— What you need to do —
Out of the records below, copy all lines in which the word "AARD" occurs.

□ □ □ □

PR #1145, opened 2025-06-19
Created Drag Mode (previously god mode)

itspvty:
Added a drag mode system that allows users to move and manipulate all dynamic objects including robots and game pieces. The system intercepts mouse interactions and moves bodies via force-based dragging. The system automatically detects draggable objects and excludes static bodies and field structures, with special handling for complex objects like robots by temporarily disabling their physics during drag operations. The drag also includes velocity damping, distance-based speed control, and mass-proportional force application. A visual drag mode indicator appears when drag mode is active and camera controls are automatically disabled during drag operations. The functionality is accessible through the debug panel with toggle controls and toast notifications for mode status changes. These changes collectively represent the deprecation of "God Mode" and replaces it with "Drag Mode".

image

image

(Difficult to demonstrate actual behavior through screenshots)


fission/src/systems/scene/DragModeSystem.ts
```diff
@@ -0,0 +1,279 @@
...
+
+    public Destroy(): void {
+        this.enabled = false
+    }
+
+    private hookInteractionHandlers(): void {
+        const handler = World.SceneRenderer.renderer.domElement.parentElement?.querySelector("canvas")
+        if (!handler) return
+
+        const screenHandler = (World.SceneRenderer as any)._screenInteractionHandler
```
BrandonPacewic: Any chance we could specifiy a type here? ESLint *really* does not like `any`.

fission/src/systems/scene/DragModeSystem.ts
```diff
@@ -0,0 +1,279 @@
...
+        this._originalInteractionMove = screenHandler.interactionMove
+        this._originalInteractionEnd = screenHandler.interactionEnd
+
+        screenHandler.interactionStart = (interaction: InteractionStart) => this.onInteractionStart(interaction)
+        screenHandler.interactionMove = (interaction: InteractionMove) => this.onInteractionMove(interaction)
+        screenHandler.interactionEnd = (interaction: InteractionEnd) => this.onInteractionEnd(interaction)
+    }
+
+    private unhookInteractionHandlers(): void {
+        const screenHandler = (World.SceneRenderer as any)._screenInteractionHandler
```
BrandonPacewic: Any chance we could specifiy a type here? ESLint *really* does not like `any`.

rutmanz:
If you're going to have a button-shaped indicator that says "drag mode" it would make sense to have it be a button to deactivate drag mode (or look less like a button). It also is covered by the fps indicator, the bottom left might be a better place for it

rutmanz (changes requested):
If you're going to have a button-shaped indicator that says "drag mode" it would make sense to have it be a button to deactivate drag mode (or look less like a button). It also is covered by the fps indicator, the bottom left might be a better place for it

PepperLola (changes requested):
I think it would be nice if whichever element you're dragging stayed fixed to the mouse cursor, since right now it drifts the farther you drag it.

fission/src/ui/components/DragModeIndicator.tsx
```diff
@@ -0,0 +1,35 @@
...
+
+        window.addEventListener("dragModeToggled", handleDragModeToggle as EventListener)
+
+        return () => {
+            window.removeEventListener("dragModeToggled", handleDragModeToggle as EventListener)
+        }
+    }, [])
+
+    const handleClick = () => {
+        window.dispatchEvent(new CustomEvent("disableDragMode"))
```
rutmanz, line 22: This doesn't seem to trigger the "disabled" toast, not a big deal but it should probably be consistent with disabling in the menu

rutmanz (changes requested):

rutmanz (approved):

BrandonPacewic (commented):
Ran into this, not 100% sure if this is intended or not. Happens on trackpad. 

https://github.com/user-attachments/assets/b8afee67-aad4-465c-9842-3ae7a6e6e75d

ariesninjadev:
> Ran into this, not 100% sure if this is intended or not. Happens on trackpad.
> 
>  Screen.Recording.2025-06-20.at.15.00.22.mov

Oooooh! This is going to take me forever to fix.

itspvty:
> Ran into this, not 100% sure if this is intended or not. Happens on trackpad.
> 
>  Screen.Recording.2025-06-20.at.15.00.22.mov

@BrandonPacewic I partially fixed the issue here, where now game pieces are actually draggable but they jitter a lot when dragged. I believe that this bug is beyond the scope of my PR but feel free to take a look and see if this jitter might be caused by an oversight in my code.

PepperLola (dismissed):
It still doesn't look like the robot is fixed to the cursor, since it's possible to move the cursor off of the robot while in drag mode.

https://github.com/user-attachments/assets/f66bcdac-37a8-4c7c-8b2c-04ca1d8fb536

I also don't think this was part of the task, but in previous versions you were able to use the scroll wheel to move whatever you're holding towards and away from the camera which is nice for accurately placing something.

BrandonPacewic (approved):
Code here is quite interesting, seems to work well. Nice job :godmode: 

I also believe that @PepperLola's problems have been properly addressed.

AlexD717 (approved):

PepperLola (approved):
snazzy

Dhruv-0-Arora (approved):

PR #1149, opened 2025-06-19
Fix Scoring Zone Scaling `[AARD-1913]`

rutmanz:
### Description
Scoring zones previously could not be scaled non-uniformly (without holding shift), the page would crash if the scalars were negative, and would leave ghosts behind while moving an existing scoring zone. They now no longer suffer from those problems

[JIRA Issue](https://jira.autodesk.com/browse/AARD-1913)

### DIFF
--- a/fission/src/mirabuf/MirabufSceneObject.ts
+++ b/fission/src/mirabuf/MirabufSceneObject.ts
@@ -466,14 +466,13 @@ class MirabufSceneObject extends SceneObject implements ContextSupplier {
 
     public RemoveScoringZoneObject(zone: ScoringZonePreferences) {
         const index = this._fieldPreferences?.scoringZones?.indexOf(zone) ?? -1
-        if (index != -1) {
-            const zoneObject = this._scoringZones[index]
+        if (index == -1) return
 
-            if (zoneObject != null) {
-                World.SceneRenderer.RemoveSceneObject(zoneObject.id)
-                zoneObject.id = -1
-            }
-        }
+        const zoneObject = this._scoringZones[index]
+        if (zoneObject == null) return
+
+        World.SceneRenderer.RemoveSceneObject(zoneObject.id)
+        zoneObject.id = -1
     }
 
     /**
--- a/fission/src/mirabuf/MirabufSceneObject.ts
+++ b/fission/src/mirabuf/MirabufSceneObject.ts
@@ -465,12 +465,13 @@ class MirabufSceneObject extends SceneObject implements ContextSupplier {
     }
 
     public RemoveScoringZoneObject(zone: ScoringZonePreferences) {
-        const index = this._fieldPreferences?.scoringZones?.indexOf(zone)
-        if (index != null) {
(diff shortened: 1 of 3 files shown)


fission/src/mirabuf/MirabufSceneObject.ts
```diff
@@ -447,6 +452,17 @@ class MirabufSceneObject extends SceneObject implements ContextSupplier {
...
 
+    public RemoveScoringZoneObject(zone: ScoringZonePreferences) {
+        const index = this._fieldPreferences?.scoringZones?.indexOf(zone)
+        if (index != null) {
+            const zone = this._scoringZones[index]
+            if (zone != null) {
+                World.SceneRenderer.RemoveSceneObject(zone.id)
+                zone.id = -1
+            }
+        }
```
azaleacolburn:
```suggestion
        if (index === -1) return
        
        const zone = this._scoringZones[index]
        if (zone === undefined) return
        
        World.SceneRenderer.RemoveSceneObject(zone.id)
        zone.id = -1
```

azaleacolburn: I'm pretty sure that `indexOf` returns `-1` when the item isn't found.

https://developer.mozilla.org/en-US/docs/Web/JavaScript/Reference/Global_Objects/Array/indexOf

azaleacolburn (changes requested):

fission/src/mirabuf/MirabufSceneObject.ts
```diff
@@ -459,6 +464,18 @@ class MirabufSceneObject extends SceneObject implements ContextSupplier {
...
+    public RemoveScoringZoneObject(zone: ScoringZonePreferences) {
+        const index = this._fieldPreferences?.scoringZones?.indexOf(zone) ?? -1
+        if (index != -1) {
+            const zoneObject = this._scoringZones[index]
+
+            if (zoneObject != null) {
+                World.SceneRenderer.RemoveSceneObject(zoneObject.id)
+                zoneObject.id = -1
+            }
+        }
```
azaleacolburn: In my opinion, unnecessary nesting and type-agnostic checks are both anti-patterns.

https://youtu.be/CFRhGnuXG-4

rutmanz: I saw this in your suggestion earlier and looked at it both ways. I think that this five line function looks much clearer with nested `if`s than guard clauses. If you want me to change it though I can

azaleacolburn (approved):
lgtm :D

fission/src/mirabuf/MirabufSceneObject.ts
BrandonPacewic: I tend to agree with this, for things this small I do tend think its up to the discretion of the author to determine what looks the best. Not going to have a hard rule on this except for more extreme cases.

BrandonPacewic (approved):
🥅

□ □ □ □

— Solution —
Fix Scoring Zone Scaling `[AARD-1913]`
[JIRA Issue](https://jira.autodesk.com/browse/AARD-1913)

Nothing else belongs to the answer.